### Required work:
Up to and including the line with "- A new primary", please reproduce the lines below exactly, beginning with the first.

### Information shown:
PR #543, opened 2023-03-06
Test/Cluster: Don't open replica immediately after crash

sentientwaffle:
Reopening the replica immediately after crash was a shortcut that kept all of the cluster's `Replica`s valid. (Then the "crashed" replicas would just not be `tick`'d until they restarted).

But it makes more sense to `open` when the replica is actually restarted.

This allows `Cluster.restart_replica()` to report `open`'s error, rather than `Cluster.crash_replica()`.

## Pre-merge checklist

Performance:

* [x] I am very sure this PR could not affect performance.

PR #561, opened 2023-03-09
VSR: repair fast-forward

sentientwaffle:
## Summary

Follow-up to https://github.com/tigerbeetledb/tigerbeetle/pull/532.

- Backups can use SV messages to catch up to the latest log if their log intersects with the primary, even if the backup doesn't have the latest checkpoint.
- A new primary will immediately forfeit and start a new view if it is behind the latest checkpoint.
- Both of the above require reworknig DVC/SV generation a bit.
- And SV invariants are different — the body headers may now be disjoint (to allow inclusion of prior checkpoint triggers ~and the oldest repairable op~).

## Pre-merge checklist

Performance:


src/simulator.zig
```diff
@@ -486,31 +501,25 @@ pub const Simulator = struct {
...
-                        simulator.options.replica_crash_stability;
-                },
-                .down => {
-                    if (chance_f64(simulator.random, simulator.options.replica_restart_probability)) {
-                        simulator.cluster.restart_replica(replica.replica) catch unreachable;
-                        log_simulator.debug("{}: restart replica", .{replica.replica});
-                        simulator.replica_stability[replica.replica] =
-                            simulator.options.replica_restart_stability;
-                    }
+                        simulator.options.replica_restart_stability;
```
sentientwaffle, line 522: This is an unrelated fix; it should have been in #543.

Since `restart_replica` actually opens the replica (it used to be `crash_replica`), it also needs to handle the `fault` guard.

(Context: We disable faults if necessary to guarantee that the cluster will eventually recover, to avoid putting a majority of replicas in `status=recovering_head`.)

src/vsr.zig
```diff
@@ -254,10 +254,8 @@ pub const Header = extern struct {
     ///   For `create_accounts` and `create_transfers` this is the batch's highest timestamp.
     /// * A `reply` sets this to the corresponding `prepare`'s timestamp.
     ///   This allows the test workload to verify transfer timeouts.
-    /// * A `do_view_change` sets this to the latest normal view number.
+    /// * A `do_view_change` sets this to its latest log_view number.
```
sentientwaffle: `log_view` used to be called `view_normal`.

src/vsr/replica.zig
```diff
@@ -466,6 +449,29 @@ pub fn ReplicaType(
...
+                    assert(self.log_view >= header.view);
+                    // Typically if there is an op in the WAL higher than the durable headers'
+                    // head op, we must have crashed with a durable SV, not a durable DVC.
+                    //
+                    // However, we could have joined a view and finished some repair before ever
+                    // updating our view_durable.
+                    //
+                    // To avoid special-casing this all over, we pretend this higher op doesn't
+                    // exist. This is safe because the prior view-change didn't complete.
+                    maybe(self.log_view == self.view);
```
sentientwaffle, line 478: Note that this used to be:
```
                    assert(self.log_view == self.view or
                        self.replica == self.primary_index(self.view));
```

https://github.com/tigerbeetledb/tigerbeetle/pull/561/commits/0d31f2a1525b359131fa69f3d5f11f08176b3c81

src/vsr/replica.zig
```diff
@@ -1270,14 +1291,11 @@ pub fn ReplicaType(
...
+            self.view_jump(message.header);
             if (self.ignore_start_view_change_message(message)) return;
 
             assert(!self.solo());
             assert(self.status == .normal or self.status == .view_change);
-            assert(message.header.view >= self.view);
-
-            self.view_jump(message.header);
-
             assert(message.header.view == self.view);
```
sentientwaffle: Explained here: https://github.com/tigerbeetledb/tigerbeetle/commit/d32b3edf04b648b0c654e375f687942ba7c947ac.

src/vsr/replica.zig
```diff
@@ -1400,46 +1450,105 @@ pub fn ReplicaType(
...
+                });
 
-            assert(self.status == .view_change);
-            self.transition_to_normal_from_view_change_status(message.header.view);
-            self.send_prepare_oks_after_view_change();
+                for (self.view_headers.array.constSlice()) |*header| {
+                    log.err("{}: on_start_view: header={}", .{ self.replica, header.* });
+                }
+                unreachable;
+            }
```
sentientwaffle: In this branch, according to the SV, the primary could provide the checkpoint-trigger header that we need in order to repair our journal — but for some reason did not include it in the SV.
This _should_ be unreachable — primaries should always include the trigger header.

But from a Postel's law perspective, maybe we should ignore this (error message then return, to wait for another SV), or even fall back to state transfer.

src/vsr/replica.zig
```diff
@@ -1400,46 +1450,105 @@ pub fn ReplicaType(
...
+                    self.replica,
+                    self.log_view,
+                });
+                return;
+            }
 
             self.view_jump(message.header);
 
-            assert(self.status == .view_change);
+            assert(self.status == .view_change or self.status == .normal);
```
sentientwaffle: Normal-status (lagging) replicas will now request SV messages for their own view, when they need to advance their head op to some future `commit_max`.

src/vsr/replica.zig
```diff
@@ -183,12 +183,13 @@ pub fn ReplicaType(
...
-        /// The op number of the latest committed operation (according to the cluster):
+        /// The op number of the latest committed operation (according to the cluster).
         /// This is the commit number in terms of the VRR paper.
         ///
         /// Invariants:
         /// * `replica.commit_max ≥ replica.commit_min`.
-        /// * never decreases
+        /// * `replica.commit_max = replica.commit_min` for status=normal primary.
+        /// * never decreases.
         commit_max: u64,
```
sentientwaffle, line 197: When reviewing this code, remember that:

- `commit_max` _may exceed the head op_, but
- the head op must _never_ exceed `op_checkpoint_trigger`.

src/vsr/replica.zig
```diff
@@ -1485,14 +1594,7 @@ pub fn ReplicaType(
...
             const op = message.header.op;
             const slot = self.journal.slot_for_op(op);
-            const checksum: ?u128 = switch (message.header.timestamp) {
-                0 => null,
-                1 => message.header.context,
-                else => unreachable,
-            };
-
-            // Only the primary may respond to `request_prepare` messages without a checksum.
-            assert(checksum != null or self.primary_index(self.view) == self.replica);
```
sentientwaffle, line 1511: `request_prepare` with no checksum used to be used during repair to advance the head op. Now we use RSV/SV for that purpose instead, which means `on_request_prepare` doesn't need to handle to "no checksum" case. (Which is good, since it was very risky + I found a couple bugs while ripping it out).

src/vsr/replica.zig
```diff
@@ -2923,26 +3024,70 @@ pub fn ReplicaType(
...
             assert((self.status == .normal) == (command == .start_view));
             assert((self.status == .view_change) == (command == .do_view_change));
-            assert(self.view >= self.log_view);
             assert(self.view >= self.view_durable());
             assert(self.log_view >= self.log_view_durable());
-
-            assert(command != .do_view_change or self.log_view < self.view);
-            assert(command != .start_view or self.log_view == self.view);
+            assert((self.log_view < self.view) == (command == .do_view_change));
+            assert((self.log_view == self.view) == (command == .start_view));
```
sentientwaffle, line 3132: Hopefully more readable. Maybe I should move these into the `switch (command)` but I kind of like having all of them together as preconditions.

src/vsr/replica.zig
```diff
@@ -2923,26 +3024,70 @@ pub fn ReplicaType(
...
 
-            const headers = self.create_view_change_headers();
-            assert(headers.array.len > 0);
-            assert(headers.array.get(0).op == self.op);
+            switch (command) {
+                // The DVC headers are already up to date, either via:
+                // - transition_to_view_change_status(), or
+                // - superblock's vsr_headers (after recovery).
+                .do_view_change => {},
+                .start_view => {
```
sentientwaffle: `ViewChangeHeadersArray.build()` is no more.
DVC and SV headers are now constructed separately.

src/vsr/replica.zig
```diff
@@ -2923,26 +3024,70 @@ pub fn ReplicaType(
...
+                    // The SV includes headers corresponding to:
+                    // - the triggers for preceding checkpoints (as many as we have and can help
+                    //   repair, which is at most 2), and
+                    // - the oldest op that we can help repair.
+                    for ([_]u64{
+                        self.op_checkpoint_trigger() -|
+                            (constants.journal_slot_count - constants.lsm_batch_multiple),
+                        self.op_checkpoint_trigger() -|
+                            (constants.journal_slot_count - constants.lsm_batch_multiple) * 2,
+                        op_min,
```
sentientwaffle: The last (i.e. oldest) header in the SV is special.

`on_start_view` knows that if the oldest header in the SV has op `X`, then the primary can help it repair all ops `≥X`. (Or at least it could when the SV was generated). `on_start_view` uses this to determine when it needs to fall back to state synchronization.

src/vsr/replica.zig
```diff
@@ -2923,26 +3024,70 @@ pub fn ReplicaType(
...
+
+                    // The SV includes headers corresponding to:
+                    // - the triggers for preceding checkpoints (as many as we have and can help
+                    //   repair, which is at most 2), and
+                    // - the oldest op that we can help repair.
+                    for ([_]u64{
+                        self.op_checkpoint_trigger() -|
+                            (constants.journal_slot_count - constants.lsm_batch_multiple),
+                        self.op_checkpoint_trigger() -|
+                            (constants.journal_slot_count - constants.lsm_batch_multiple) * 2,
```
sentientwaffle, line 3169: There are at most 2 checkpoint triggers from the past in our log. We include both of them if possible — these are the headers than `repair()` is looking for when it sends its `request_start_view` when `op < op_repair_max`.

src/vsr/replica.zig
```diff
@@ -2954,56 +3099,21 @@ pub fn ReplicaType(
                 .timestamp = if (command == .do_view_change) self.log_view else 0,
                 .op = self.op,
                 // See the comment in `on_do_view_change()` for why `commit_min` is crucial:
-                .commit = if (command == .do_view_change) self.commit_min else self.commit_max,
+                .commit = self.commit_min,
```
sentientwaffle: Just a simplification. For SV, we are the primary, so `commit_max == commit_min` anyway.

src/vsr/replica.zig
```diff
@@ -3484,29 +3589,19 @@ pub fn ReplicaType(
...
-            assert(message.header.view > 0); // The initial view is already zero.
             assert(self.status != .recovering); // Single node clusters don't have view changes.
             assert(message.header.replica < self.replica_count);
 
             const command: []const u8 = @tagName(message.header.command);
 
-            if (self.status == .recovering_head and message.header.command != .start_view) {
-                log.debug("{}: on_{s}: ignoring (recovering_head)", .{ self.replica, command });
-                return true;
-            }
```
sentientwaffle, line 3511: Refactor; moved into the `do_view_change` branch of the switch.

src/vsr/replica.zig
```diff
@@ -3484,29 +3589,19 @@ pub fn ReplicaType(
...
-
             if (message.header.view < self.view) {
                 log.debug("{}: on_{s}: ignoring (older view)", .{ self.replica, command });
                 return true;
             }
 
-            if (message.header.view == self.view and self.status == .normal) {
-                log.debug("{}: on_{s}: ignoring (view started)", .{ self.replica, command });
-                return true;
-            }
```
sentientwaffle, line 3521: This now only impacts DVCs (moved into the switch) — status=normal is now permitted to handle same-view SVs.

src/vsr/replica.zig
```diff
@@ -3767,23 +3885,15 @@ pub fn ReplicaType(
             return op;
         }
 
-        /// Finds the header with the highest op number in a slice of headers from a replica.
-        /// The headers must be continuous, in reverse order, all connected, and with no gaps.
-        fn op_highest(headers: []const Header) u64 {
```
sentientwaffle, line 3789: Formerly just used for an assertion, but we already have an even stronger version of this via `message_body_as_headers_chain_disjoint`.

src/vsr/replica.zig
```diff
@@ -4032,6 +4116,7 @@ pub fn ReplicaType(
                 self.commit_journal(self.commit_max);
```
sentientwaffle, line 4253: This line creates a sort of loop — committing can trigger a checkpoint, which may advance `op_repair_max`, which would cause us to go through `if (self.op < self.op_repair_max()) {` again.

src/vsr/replica.zig
```diff
@@ -5271,15 +5356,19 @@ pub fn ReplicaType(
         /// `view_durable` and `log_view_durable` will update asynchronously, when their respective
         /// updates are durable.
         fn view_durable_update(self: *Self) void {
-            assert(self.status == .normal or self.status == .view_change);
+            assert(self.status == .normal or self.status == .view_change or
+                (self.status == .recovering and self.solo()));
```
sentientwaffle, line 5506: To allow for the "view-change" (just incrementing its view numbers, not a real view change) that a `replica_count=1` replica does during open.

src/vsr/replica.zig
```diff
@@ -475,6 +481,17 @@ pub fn ReplicaType(
...
+                // Solo replicas must increment their view after recovery.
+                // Otherwise, two different versions of an op could exist within a single view
+                // (the former version truncated as a torn write).
+                self.log_view += 1;
+                self.view += 1;
+                self.view_headers.array.len = 0;
+                self.view_headers.array.appendAssumeCapacity(
+                    self.journal.header_with_op(self.op).?.*,
+                );
+                self.view_durable_update();
```
sentientwaffle, line 507: https://github.com/tigerbeetledb/tigerbeetle/pull/561/commits/b3457197dc2ec00fa3d39146180a269476208e81 for more detail.

src/vsr/replica.zig
```diff
@@ -5298,15 +5387,16 @@ pub fn ReplicaType(
                     .commit_max = self.commit_max,
                     .view = self.view,
                     .log_view = self.log_view,
-                    .headers = self.create_view_change_headers(),
+                    .headers = &self.view_headers,
```
sentientwaffle, line 5536: No need to regenerate the headers here, they are already set up:
- If `log_view == view`, this is an SV — we set these to our suffix during `primary_start_view_as_the_new_primary`.
- If `log_view < view`, this is a DVC — we set these when we transitioned to `status=view_change`.

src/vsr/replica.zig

### Expected output:
PR #543, opened 2023-03-06
Test/Cluster: Don't open replica immediately after crash

sentientwaffle:
Reopening the replica immediately after crash was a shortcut that kept all of the cluster's `Replica`s valid. (Then the "crashed" replicas would just not be `tick`'d until they restarted).

But it makes more sense to `open` when the replica is actually restarted.

This allows `Cluster.restart_replica()` to report `open`'s error, rather than `Cluster.crash_replica()`.

## Pre-merge checklist

Performance:

* [x] I am very sure this PR could not affect performance.

PR #561, opened 2023-03-09
VSR: repair fast-forward

sentientwaffle:
## Summary

Follow-up to https://github.com/tigerbeetledb/tigerbeetle/pull/532.

- Backups can use SV messages to catch up to the latest log if their log intersects with the primary, even if the backup doesn't have the latest checkpoint.
- A new primary will immediately forfeit and start a new view if it is behind the latest checkpoint.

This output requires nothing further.